Collected data:
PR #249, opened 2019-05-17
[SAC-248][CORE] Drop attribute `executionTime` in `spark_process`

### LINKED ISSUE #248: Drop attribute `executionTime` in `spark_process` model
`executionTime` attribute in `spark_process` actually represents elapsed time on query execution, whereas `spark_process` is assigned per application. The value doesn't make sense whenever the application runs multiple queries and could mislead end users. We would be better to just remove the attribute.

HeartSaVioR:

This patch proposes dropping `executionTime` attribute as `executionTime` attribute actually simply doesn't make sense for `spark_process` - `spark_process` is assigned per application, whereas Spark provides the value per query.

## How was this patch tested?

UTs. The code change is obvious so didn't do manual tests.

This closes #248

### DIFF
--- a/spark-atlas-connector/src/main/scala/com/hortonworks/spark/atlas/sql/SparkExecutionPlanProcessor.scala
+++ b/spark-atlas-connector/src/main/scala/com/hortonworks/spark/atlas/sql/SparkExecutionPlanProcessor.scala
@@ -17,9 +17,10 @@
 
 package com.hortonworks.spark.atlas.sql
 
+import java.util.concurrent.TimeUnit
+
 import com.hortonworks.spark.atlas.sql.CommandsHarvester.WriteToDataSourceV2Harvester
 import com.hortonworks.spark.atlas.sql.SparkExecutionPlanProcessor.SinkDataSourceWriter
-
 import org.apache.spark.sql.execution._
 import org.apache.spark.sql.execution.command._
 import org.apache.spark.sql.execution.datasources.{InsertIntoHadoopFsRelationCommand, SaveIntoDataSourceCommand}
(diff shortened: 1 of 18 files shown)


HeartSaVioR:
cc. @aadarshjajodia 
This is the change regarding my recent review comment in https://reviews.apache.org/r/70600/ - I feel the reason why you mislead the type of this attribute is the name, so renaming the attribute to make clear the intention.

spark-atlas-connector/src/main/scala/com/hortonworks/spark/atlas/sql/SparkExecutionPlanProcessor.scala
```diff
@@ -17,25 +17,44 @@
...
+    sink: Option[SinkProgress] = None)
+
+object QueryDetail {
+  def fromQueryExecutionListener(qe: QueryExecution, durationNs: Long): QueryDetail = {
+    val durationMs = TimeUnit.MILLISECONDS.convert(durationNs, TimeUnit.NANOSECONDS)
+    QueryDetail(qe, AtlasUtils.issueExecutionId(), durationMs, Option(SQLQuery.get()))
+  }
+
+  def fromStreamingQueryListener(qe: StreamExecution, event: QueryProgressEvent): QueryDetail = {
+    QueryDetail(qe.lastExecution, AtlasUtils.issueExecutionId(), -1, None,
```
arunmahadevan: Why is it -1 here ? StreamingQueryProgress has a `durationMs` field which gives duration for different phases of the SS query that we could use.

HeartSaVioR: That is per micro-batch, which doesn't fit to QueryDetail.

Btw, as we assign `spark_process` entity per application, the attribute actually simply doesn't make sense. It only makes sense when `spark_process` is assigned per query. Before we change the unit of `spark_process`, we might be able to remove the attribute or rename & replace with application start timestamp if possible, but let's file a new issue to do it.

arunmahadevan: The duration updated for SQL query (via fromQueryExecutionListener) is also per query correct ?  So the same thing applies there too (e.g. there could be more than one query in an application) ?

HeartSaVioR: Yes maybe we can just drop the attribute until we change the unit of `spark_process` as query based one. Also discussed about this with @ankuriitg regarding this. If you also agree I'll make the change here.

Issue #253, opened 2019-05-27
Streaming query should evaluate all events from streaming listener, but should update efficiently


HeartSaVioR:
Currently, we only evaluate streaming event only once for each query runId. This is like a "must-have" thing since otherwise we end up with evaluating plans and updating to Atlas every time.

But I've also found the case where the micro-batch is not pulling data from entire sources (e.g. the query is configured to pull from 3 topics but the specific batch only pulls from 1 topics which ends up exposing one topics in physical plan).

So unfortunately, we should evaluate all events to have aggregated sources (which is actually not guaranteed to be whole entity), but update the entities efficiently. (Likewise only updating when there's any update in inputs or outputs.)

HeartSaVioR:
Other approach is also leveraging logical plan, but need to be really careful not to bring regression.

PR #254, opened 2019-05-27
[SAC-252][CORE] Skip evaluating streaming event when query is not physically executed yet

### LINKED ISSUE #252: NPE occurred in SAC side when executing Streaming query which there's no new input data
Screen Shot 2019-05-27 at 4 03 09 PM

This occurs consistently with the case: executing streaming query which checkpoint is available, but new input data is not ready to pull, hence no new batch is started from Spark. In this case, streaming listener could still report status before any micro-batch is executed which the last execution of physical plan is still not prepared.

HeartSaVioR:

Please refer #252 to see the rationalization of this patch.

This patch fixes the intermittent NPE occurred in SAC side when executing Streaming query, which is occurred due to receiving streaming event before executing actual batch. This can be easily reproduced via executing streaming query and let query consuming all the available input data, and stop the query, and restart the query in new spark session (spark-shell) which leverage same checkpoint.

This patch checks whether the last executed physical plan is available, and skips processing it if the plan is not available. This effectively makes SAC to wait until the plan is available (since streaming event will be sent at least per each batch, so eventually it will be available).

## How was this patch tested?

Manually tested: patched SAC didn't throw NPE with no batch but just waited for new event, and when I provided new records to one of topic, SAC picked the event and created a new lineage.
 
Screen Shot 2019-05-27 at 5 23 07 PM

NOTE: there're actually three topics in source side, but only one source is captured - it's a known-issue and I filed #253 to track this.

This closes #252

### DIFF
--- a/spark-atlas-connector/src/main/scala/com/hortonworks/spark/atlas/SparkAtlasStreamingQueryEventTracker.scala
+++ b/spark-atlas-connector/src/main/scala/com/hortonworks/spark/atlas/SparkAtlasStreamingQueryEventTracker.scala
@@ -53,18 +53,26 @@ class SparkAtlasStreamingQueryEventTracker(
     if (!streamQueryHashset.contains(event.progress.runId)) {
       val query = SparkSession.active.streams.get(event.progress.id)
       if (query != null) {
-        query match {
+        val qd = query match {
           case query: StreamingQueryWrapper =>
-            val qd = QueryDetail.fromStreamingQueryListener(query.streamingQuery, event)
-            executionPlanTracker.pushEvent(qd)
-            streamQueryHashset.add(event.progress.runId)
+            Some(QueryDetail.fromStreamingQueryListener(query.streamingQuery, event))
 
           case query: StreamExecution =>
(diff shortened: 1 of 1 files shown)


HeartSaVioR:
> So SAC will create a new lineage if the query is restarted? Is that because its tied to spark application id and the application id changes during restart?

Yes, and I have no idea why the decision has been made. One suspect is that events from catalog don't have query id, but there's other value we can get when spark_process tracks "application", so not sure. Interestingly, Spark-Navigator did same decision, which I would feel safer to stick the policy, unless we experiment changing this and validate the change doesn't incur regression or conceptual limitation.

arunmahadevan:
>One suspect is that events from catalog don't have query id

Assignment:
Copy every record above verbatim and in full.

Answer to this task:
PR #249, opened 2019-05-17
[SAC-248][CORE] Drop attribute `executionTime` in `spark_process`

### LINKED ISSUE #248: Drop attribute `executionTime` in `spark_process` model
`executionTime` attribute in `spark_process` actually represents elapsed time on query execution, whereas `spark_process` is assigned per application. The value doesn't make sense whenever the application runs multiple queries and could mislead end users. We would be better to just remove the attribute.

HeartSaVioR:

This patch proposes dropping `executionTime` attribute as `executionTime` attribute actually simply doesn't make sense for `spark_process` - `spark_process` is assigned per application, whereas Spark provides the value per query.

## How was this patch tested?

UTs. The code change is obvious so didn't do manual tests.

This closes #248

### DIFF
--- a/spark-atlas-connector/src/main/scala/com/hortonworks/spark/atlas/sql/SparkExecutionPlanProcessor.scala
+++ b/spark-atlas-connector/src/main/scala/com/hortonworks/spark/atlas/sql/SparkExecutionPlanProcessor.scala
@@ -17,9 +17,10 @@
 
 package com.hortonworks.spark.atlas.sql
 
+import java.util.concurrent.TimeUnit
+
 import com.hortonworks.spark.atlas.sql.CommandsHarvester.WriteToDataSourceV2Harvester
 import com.hortonworks.spark.atlas.sql.SparkExecutionPlanProcessor.SinkDataSourceWriter
-
 import org.apache.spark.sql.execution._
 import org.apache.spark.sql.execution.command._
 import org.apache.spark.sql.execution.datasources.{InsertIntoHadoopFsRelationCommand, SaveIntoDataSourceCommand}
(diff shortened: 1 of 18 files shown)


HeartSaVioR:
cc. @aadarshjajodia 
This is the change regarding my recent review comment in https://reviews.apache.org/r/70600/ - I feel the reason why you mislead the type of this attribute is the name, so renaming the attribute to make clear the intention.

spark-atlas-connector/src/main/scala/com/hortonworks/spark/atlas/sql/SparkExecutionPlanProcessor.scala
```diff
@@ -17,25 +17,44 @@
...
+    sink: Option[SinkProgress] = None)
+
+object QueryDetail {
+  def fromQueryExecutionListener(qe: QueryExecution, durationNs: Long): QueryDetail = {
+    val durationMs = TimeUnit.MILLISECONDS.convert(durationNs, TimeUnit.NANOSECONDS)
+    QueryDetail(qe, AtlasUtils.issueExecutionId(), durationMs, Option(SQLQuery.get()))
+  }
+
+  def fromStreamingQueryListener(qe: StreamExecution, event: QueryProgressEvent): QueryDetail = {
+    QueryDetail(qe.lastExecution, AtlasUtils.issueExecutionId(), -1, None,
```
arunmahadevan: Why is it -1 here ? StreamingQueryProgress has a `durationMs` field which gives duration for different phases of the SS query that we could use.

HeartSaVioR: That is per micro-batch, which doesn't fit to QueryDetail.

Btw, as we assign `spark_process` entity per application, the attribute actually simply doesn't make sense. It only makes sense when `spark_process` is assigned per query. Before we change the unit of `spark_process`, we might be able to remove the attribute or rename & replace with application start timestamp if possible, but let's file a new issue to do it.

arunmahadevan: The duration updated for SQL query (via fromQueryExecutionListener) is also per query correct ?  So the same thing applies there too (e.g. there could be more than one query in an application) ?

HeartSaVioR: Yes maybe we can just drop the attribute until we change the unit of `spark_process` as query based one. Also discussed about this with @ankuriitg regarding this. If you also agree I'll make the change here.

Issue #253, opened 2019-05-27
Streaming query should evaluate all events from streaming listener, but should update efficiently


HeartSaVioR:
Currently, we only evaluate streaming event only once for each query runId. This is like a "must-have" thing since otherwise we end up with evaluating plans and updating to Atlas every time.

But I've also found the case where the micro-batch is not pulling data from entire sources (e.g. the query is configured to pull from 3 topics but the specific batch only pulls from 1 topics which ends up exposing one topics in physical plan).

So unfortunately, we should evaluate all events to have aggregated sources (which is actually not guaranteed to be whole entity), but update the entities efficiently. (Likewise only updating when there's any update in inputs or outputs.)

HeartSaVioR:
Other approach is also leveraging logical plan, but need to be really careful not to bring regression.

PR #254, opened 2019-05-27
[SAC-252][CORE] Skip evaluating streaming event when query is not physically executed yet

### LINKED ISSUE #252: NPE occurred in SAC side when executing Streaming query which there's no new input data
Screen Shot 2019-05-27 at 4 03 09 PM

This occurs consistently with the case: executing streaming query which checkpoint is available, but new input data is not ready to pull, hence no new batch is started from Spark. In this case, streaming listener could still report status before any micro-batch is executed which the last execution of physical plan is still not prepared.

HeartSaVioR:

Please refer #252 to see the rationalization of this patch.

This patch fixes the intermittent NPE occurred in SAC side when executing Streaming query, which is occurred due to receiving streaming event before executing actual batch. This can be easily reproduced via executing streaming query and let query consuming all the available input data, and stop the query, and restart the query in new spark session (spark-shell) which leverage same checkpoint.

This patch checks whether the last executed physical plan is available, and skips processing it if the plan is not available. This effectively makes SAC to wait until the plan is available (since streaming event will be sent at least per each batch, so eventually it will be available).

## How was this patch tested?

Manually tested: patched SAC didn't throw NPE with no batch but just waited for new event, and when I provided new records to one of topic, SAC picked the event and created a new lineage.
 
Screen Shot 2019-05-27 at 5 23 07 PM

NOTE: there're actually three topics in source side, but only one source is captured - it's a known-issue and I filed #253 to track this.

This closes #252

### DIFF
--- a/spark-atlas-connector/src/main/scala/com/hortonworks/spark/atlas/SparkAtlasStreamingQueryEventTracker.scala
+++ b/spark-atlas-connector/src/main/scala/com/hortonworks/spark/atlas/SparkAtlasStreamingQueryEventTracker.scala
@@ -53,18 +53,26 @@ class SparkAtlasStreamingQueryEventTracker(
     if (!streamQueryHashset.contains(event.progress.runId)) {
       val query = SparkSession.active.streams.get(event.progress.id)
       if (query != null) {
-        query match {
+        val qd = query match {
           case query: StreamingQueryWrapper =>
-            val qd = QueryDetail.fromStreamingQueryListener(query.streamingQuery, event)
-            executionPlanTracker.pushEvent(qd)
-            streamQueryHashset.add(event.progress.runId)
+            Some(QueryDetail.fromStreamingQueryListener(query.streamingQuery, event))
 
           case query: StreamExecution =>
(diff shortened: 1 of 1 files shown)


HeartSaVioR:
> So SAC will create a new lineage if the query is restarted? Is that because its tied to spark application id and the application id changes during restart?

Yes, and I have no idea why the decision has been made. One suspect is that events from catalog don't have query id, but there's other value we can get when spark_process tracks "application", so not sure. Interestingly, Spark-Navigator did same decision, which I would feel safer to stick the policy, unless we experiment changing this and validate the change doesn't incur regression or conceptual limitation.

arunmahadevan:
>One suspect is that events from catalog don't have query id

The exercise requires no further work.